- [TRY IT]
Among the entries, which lines carry the string "SoundSingleton"? Copy every one.

- [DATASET ENTRIES]
Start of Block
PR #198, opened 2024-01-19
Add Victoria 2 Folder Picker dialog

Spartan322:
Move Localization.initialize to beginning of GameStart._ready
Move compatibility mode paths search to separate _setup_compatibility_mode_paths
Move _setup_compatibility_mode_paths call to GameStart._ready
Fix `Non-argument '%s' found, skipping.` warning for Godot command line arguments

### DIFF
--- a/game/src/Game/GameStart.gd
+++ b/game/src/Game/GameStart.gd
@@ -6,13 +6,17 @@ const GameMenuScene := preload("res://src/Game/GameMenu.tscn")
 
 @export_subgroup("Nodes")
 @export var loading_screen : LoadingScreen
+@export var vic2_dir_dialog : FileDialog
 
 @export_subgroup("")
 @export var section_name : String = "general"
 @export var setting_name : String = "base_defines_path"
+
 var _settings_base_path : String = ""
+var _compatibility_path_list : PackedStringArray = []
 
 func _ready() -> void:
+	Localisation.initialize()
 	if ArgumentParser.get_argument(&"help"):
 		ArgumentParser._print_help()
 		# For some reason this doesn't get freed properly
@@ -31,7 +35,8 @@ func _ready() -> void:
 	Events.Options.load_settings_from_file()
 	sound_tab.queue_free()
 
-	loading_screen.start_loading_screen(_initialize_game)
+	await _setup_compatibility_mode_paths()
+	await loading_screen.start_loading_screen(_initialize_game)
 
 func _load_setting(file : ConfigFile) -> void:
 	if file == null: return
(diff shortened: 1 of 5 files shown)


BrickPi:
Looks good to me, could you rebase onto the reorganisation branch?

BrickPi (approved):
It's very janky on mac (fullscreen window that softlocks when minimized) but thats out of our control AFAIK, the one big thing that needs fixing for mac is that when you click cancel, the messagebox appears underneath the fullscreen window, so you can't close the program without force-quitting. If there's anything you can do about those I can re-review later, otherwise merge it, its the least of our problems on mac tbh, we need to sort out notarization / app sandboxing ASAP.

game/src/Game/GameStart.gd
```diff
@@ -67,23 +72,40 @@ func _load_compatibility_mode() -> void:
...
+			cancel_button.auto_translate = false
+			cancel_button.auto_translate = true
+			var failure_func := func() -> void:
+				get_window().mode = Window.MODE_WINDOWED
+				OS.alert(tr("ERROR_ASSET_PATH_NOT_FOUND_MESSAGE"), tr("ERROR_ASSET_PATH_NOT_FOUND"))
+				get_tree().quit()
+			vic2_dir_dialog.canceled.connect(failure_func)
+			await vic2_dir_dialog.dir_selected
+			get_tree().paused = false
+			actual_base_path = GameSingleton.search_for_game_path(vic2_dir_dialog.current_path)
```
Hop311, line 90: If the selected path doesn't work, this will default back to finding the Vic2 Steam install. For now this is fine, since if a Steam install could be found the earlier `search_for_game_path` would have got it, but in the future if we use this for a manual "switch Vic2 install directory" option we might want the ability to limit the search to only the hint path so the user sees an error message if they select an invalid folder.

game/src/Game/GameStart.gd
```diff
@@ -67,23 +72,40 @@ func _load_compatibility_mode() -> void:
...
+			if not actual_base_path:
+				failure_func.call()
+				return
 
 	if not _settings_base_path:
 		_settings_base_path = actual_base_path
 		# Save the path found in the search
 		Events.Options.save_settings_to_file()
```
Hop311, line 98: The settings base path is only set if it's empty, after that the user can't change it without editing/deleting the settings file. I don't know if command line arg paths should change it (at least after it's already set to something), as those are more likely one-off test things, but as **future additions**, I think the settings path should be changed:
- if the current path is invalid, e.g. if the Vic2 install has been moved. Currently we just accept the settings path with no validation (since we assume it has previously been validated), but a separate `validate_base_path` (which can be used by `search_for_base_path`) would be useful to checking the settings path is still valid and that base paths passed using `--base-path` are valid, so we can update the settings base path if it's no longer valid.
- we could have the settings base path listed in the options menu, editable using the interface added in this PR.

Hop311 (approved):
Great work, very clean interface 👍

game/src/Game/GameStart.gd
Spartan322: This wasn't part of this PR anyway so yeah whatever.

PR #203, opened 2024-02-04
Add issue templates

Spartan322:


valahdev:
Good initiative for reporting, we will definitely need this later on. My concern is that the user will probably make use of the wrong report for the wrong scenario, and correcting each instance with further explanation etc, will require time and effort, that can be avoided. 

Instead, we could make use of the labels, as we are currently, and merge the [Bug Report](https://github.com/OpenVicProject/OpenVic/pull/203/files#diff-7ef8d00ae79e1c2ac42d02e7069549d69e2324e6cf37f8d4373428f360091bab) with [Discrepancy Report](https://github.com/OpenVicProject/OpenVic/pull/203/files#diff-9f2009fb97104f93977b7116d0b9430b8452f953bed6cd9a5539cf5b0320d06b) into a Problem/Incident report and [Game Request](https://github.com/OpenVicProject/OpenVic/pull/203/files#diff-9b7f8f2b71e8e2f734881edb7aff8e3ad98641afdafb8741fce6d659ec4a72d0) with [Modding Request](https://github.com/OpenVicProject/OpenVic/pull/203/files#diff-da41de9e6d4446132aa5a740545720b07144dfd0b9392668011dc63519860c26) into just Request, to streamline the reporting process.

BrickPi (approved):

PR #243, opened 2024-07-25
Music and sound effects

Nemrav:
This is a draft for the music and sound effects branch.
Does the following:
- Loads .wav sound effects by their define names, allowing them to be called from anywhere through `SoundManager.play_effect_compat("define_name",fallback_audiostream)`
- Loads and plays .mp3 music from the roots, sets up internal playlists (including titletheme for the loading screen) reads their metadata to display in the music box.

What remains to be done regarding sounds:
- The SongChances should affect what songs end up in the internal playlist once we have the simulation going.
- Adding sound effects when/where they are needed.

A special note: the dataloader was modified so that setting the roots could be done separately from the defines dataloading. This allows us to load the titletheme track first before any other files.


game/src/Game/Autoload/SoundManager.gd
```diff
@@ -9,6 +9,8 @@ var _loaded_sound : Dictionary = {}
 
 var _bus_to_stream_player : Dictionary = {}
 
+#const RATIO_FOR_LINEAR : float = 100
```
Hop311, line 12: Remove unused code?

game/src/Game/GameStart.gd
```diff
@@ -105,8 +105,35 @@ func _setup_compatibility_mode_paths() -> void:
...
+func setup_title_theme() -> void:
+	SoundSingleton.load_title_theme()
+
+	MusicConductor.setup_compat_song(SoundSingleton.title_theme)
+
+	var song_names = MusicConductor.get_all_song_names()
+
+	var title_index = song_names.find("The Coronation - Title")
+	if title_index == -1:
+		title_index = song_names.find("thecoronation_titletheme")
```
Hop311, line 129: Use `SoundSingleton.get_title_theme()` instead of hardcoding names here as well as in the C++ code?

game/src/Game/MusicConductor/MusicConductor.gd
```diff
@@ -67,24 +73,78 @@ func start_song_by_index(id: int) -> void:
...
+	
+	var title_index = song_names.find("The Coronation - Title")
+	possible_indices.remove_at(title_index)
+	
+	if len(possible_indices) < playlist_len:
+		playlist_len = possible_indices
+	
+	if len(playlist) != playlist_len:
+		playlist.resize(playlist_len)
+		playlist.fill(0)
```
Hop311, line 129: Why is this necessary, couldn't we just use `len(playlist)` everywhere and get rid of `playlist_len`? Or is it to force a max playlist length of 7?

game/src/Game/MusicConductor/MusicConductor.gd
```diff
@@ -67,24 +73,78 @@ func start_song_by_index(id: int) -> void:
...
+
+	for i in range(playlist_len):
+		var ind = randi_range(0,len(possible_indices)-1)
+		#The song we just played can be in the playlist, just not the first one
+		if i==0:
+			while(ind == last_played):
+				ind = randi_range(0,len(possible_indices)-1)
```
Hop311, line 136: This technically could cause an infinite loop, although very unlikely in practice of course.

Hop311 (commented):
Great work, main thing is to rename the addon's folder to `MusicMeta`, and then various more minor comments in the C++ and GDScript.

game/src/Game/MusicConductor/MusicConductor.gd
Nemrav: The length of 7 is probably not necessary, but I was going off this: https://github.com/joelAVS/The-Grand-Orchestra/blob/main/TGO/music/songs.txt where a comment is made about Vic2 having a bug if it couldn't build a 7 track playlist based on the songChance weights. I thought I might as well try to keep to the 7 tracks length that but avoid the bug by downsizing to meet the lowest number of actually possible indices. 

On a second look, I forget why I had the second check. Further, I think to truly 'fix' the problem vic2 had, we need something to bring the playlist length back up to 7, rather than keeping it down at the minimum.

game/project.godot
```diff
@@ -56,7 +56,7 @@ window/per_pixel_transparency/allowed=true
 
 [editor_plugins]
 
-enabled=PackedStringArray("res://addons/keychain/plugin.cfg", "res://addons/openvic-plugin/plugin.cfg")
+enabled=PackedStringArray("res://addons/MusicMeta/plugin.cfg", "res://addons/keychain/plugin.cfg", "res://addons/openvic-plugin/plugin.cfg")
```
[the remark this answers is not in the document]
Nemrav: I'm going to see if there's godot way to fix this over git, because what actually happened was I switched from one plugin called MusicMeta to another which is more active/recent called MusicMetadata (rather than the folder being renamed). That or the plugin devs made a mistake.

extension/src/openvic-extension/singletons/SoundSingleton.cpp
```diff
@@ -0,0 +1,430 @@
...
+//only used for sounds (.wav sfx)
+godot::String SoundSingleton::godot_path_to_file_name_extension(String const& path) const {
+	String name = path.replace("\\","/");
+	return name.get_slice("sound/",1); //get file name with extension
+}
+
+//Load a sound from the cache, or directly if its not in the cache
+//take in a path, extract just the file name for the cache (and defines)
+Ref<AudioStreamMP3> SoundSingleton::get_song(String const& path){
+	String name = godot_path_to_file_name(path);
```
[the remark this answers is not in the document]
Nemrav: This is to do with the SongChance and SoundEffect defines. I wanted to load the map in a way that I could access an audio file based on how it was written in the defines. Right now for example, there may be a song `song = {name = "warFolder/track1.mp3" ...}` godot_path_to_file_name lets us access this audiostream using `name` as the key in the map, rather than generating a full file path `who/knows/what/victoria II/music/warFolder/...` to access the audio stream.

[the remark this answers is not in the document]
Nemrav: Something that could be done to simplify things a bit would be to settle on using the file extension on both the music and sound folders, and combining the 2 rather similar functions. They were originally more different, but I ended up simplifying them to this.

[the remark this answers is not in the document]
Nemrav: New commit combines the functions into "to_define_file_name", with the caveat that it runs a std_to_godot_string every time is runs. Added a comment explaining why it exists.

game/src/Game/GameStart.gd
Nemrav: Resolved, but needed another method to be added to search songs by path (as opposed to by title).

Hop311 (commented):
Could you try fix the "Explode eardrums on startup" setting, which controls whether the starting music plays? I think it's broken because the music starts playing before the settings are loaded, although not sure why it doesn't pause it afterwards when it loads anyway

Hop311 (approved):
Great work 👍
End of Block
- [YOUR RESPONSE]
+	SoundSingleton.load_title_theme()
+	MusicConductor.setup_compat_song(SoundSingleton.title_theme)
Hop311, line 129: Use `SoundSingleton.get_title_theme()` instead of hardcoding names here as well as in the C++ code?
extension/src/openvic-extension/singletons/SoundSingleton.cpp
+godot::String SoundSingleton::godot_path_to_file_name_extension(String const& path) const {
+Ref<AudioStreamMP3> SoundSingleton::get_song(String const& path){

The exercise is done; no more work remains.